> [Requirement]
Give back exactly the lines of the data below, starting with the line that has "Issue #312, opened 2016-06-02" and going on through the line that has "Since SDES is".

##### Source records

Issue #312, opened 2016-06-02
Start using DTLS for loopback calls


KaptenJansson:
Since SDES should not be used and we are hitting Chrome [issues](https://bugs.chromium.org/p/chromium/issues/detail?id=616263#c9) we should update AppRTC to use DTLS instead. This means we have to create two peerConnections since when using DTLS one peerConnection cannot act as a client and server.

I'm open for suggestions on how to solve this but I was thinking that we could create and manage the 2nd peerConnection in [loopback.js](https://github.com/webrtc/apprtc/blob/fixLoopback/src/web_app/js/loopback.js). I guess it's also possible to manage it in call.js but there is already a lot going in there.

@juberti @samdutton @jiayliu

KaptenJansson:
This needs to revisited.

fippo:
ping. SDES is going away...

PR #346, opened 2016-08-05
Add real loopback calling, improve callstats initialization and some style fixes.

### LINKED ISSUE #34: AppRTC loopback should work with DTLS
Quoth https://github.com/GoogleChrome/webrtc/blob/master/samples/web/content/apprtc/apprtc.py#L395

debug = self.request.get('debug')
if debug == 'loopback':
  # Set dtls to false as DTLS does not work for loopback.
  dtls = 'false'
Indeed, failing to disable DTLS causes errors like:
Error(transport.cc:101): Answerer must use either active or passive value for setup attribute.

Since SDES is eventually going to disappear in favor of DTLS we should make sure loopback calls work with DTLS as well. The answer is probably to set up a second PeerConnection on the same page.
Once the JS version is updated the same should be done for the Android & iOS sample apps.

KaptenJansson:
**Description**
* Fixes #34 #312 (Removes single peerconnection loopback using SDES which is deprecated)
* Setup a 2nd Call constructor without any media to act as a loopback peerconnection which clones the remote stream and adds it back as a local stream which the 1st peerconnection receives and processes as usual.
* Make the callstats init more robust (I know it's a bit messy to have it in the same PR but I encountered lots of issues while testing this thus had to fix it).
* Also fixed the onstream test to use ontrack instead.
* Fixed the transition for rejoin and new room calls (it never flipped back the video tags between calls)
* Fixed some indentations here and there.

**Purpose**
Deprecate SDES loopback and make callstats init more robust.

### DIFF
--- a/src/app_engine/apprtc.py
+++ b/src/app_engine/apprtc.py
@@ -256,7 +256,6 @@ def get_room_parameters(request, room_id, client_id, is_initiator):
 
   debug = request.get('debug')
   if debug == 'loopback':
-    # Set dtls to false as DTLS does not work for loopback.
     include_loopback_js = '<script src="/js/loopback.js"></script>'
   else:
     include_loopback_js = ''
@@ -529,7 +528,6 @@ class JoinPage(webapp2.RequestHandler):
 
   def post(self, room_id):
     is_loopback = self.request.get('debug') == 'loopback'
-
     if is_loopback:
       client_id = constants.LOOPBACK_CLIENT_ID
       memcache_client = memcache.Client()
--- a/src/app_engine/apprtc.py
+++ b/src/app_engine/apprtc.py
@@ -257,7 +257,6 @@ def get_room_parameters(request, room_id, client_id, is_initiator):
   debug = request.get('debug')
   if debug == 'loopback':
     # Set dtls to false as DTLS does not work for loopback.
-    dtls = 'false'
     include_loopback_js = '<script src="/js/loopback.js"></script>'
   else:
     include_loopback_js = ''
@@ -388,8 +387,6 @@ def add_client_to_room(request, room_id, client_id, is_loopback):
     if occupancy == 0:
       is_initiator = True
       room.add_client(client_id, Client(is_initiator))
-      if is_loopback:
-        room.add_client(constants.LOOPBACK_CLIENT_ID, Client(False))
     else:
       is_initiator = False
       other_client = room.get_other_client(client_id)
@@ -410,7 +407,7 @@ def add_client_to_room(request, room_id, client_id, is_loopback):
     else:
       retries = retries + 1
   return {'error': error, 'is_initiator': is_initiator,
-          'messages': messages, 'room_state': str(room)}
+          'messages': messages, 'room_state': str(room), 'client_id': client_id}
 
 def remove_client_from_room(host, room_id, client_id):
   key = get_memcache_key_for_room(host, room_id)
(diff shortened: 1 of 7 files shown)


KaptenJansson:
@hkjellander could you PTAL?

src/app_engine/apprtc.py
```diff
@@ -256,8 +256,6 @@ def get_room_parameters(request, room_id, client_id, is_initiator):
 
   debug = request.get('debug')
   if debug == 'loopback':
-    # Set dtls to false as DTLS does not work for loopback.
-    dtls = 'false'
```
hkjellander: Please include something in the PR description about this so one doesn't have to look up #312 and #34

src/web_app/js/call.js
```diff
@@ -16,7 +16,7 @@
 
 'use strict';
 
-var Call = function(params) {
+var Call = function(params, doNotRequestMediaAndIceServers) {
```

##########
##### Source records

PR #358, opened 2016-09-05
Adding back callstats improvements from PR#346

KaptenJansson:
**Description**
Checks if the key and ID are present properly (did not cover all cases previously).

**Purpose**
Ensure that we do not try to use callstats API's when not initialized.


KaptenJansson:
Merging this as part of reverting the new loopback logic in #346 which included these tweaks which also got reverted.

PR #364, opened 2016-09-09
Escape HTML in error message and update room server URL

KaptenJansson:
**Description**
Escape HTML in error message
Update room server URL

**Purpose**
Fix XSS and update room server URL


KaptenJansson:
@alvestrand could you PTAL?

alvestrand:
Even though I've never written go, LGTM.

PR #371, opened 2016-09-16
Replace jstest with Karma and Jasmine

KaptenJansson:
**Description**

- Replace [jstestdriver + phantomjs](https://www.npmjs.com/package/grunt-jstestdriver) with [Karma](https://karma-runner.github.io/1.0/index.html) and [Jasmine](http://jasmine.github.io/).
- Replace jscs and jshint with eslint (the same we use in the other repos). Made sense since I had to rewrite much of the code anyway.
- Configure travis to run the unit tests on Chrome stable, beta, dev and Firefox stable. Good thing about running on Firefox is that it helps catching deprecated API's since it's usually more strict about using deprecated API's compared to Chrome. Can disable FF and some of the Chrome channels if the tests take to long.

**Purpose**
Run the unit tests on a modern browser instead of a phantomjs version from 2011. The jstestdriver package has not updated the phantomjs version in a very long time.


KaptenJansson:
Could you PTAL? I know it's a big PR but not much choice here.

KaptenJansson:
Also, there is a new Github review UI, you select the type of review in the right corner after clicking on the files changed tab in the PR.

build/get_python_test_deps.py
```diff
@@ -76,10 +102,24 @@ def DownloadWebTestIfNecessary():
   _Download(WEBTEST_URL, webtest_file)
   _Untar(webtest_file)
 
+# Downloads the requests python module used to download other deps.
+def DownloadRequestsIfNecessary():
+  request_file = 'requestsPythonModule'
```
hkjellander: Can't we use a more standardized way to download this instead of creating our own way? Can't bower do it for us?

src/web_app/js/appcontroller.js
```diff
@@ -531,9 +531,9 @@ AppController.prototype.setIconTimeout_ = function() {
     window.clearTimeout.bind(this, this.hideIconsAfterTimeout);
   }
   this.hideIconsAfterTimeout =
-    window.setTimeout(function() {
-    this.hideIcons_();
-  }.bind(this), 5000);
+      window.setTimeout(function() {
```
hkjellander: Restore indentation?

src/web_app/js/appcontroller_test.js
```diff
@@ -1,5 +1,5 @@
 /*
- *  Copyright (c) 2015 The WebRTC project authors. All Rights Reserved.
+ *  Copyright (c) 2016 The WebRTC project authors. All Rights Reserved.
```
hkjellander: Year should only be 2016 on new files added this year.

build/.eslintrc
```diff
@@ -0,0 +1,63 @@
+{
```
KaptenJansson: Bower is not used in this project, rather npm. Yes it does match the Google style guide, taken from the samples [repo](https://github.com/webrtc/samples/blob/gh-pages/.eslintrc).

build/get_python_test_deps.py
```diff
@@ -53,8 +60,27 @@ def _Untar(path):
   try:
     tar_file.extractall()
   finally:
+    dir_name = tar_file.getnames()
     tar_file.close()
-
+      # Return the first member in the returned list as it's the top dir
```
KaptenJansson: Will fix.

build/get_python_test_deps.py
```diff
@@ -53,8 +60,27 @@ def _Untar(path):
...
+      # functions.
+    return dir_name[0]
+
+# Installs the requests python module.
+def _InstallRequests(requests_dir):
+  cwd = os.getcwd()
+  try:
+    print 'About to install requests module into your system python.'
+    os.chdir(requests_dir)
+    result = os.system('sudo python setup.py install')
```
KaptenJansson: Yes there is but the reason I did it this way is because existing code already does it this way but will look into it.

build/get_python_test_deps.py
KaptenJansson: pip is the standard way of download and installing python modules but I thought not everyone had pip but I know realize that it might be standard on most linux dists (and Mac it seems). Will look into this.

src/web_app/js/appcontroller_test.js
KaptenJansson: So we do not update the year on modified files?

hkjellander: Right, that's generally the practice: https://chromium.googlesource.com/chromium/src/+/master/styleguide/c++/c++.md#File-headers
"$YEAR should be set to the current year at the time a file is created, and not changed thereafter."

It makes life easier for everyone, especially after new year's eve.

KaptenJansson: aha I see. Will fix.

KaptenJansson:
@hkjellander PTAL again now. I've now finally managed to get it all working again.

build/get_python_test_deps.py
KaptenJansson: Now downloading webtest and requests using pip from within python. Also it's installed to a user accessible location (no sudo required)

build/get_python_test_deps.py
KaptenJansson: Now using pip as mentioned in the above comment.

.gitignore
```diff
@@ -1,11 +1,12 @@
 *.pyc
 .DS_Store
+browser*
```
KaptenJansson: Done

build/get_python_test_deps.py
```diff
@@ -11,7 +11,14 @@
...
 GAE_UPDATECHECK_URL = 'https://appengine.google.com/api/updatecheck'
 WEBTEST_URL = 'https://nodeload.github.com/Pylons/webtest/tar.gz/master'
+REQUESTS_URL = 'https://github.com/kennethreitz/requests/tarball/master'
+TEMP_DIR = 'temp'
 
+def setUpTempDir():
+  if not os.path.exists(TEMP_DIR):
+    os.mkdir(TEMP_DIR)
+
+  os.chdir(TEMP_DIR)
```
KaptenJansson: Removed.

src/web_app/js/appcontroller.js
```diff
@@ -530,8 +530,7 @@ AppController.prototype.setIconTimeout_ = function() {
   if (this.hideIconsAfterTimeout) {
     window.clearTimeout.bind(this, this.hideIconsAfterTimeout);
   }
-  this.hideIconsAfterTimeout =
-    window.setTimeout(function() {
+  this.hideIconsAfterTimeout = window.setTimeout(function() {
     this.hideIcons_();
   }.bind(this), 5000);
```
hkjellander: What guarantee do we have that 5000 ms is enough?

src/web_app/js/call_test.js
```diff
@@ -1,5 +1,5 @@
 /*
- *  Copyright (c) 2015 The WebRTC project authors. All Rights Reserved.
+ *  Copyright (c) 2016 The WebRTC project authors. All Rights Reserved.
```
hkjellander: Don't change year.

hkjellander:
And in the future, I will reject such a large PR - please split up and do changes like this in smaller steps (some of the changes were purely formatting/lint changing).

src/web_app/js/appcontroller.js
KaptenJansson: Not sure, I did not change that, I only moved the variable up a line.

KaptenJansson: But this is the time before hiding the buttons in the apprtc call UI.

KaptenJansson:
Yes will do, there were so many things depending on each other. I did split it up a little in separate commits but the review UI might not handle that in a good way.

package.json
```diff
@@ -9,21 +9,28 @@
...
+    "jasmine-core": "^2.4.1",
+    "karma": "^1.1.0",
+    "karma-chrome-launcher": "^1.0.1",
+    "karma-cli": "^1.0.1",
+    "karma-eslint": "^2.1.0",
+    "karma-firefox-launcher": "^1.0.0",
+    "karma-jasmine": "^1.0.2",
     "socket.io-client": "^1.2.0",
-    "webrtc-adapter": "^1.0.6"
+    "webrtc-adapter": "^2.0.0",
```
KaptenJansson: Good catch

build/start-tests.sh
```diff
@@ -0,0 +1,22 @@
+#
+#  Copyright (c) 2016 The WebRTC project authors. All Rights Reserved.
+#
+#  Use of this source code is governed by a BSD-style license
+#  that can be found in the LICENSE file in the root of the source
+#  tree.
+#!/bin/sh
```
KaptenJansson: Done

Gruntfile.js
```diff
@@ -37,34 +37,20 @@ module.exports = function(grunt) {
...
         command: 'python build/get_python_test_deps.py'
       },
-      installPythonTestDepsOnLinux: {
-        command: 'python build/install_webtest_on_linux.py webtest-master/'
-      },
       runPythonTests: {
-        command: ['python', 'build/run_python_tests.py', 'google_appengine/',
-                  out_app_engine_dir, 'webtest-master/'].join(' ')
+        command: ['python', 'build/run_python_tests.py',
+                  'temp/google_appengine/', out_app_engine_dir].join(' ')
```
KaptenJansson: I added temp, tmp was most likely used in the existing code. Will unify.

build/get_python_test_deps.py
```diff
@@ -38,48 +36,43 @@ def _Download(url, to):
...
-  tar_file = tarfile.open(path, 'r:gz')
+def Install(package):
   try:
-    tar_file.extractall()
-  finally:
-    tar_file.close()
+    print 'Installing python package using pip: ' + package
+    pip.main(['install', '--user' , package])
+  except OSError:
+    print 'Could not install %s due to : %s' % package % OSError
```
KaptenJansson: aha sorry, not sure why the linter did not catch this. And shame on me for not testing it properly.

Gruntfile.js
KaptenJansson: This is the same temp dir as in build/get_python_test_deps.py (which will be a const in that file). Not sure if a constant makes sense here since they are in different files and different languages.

##########

> [Result of this task]
Issue #312, opened 2016-06-02
Start using DTLS for loopback calls


KaptenJansson:
Since SDES should not be used and we are hitting Chrome [issues](https://bugs.chromium.org/p/chromium/issues/detail?id=616263#c9) we should update AppRTC to use DTLS instead. This means we have to create two peerConnections since when using DTLS one peerConnection cannot act as a client and server.

I'm open for suggestions on how to solve this but I was thinking that we could create and manage the 2nd peerConnection in [loopback.js](https://github.com/webrtc/apprtc/blob/fixLoopback/src/web_app/js/loopback.js). I guess it's also possible to manage it in call.js but there is already a lot going in there.

@juberti @samdutton @jiayliu

KaptenJansson:
This needs to revisited.

fippo:
ping. SDES is going away...

PR #346, opened 2016-08-05
Add real loopback calling, improve callstats initialization and some style fixes.

### LINKED ISSUE #34: AppRTC loopback should work with DTLS
Quoth https://github.com/GoogleChrome/webrtc/blob/master/samples/web/content/apprtc/apprtc.py#L395

debug = self.request.get('debug')
if debug == 'loopback':
  # Set dtls to false as DTLS does not work for loopback.
  dtls = 'false'
Indeed, failing to disable DTLS causes errors like:
Error(transport.cc:101): Answerer must use either active or passive value for setup attribute.

Since SDES is eventually going to disappear in favor of DTLS we should make sure loopback calls work with DTLS as well. The answer is probably to set up a second PeerConnection on the same page.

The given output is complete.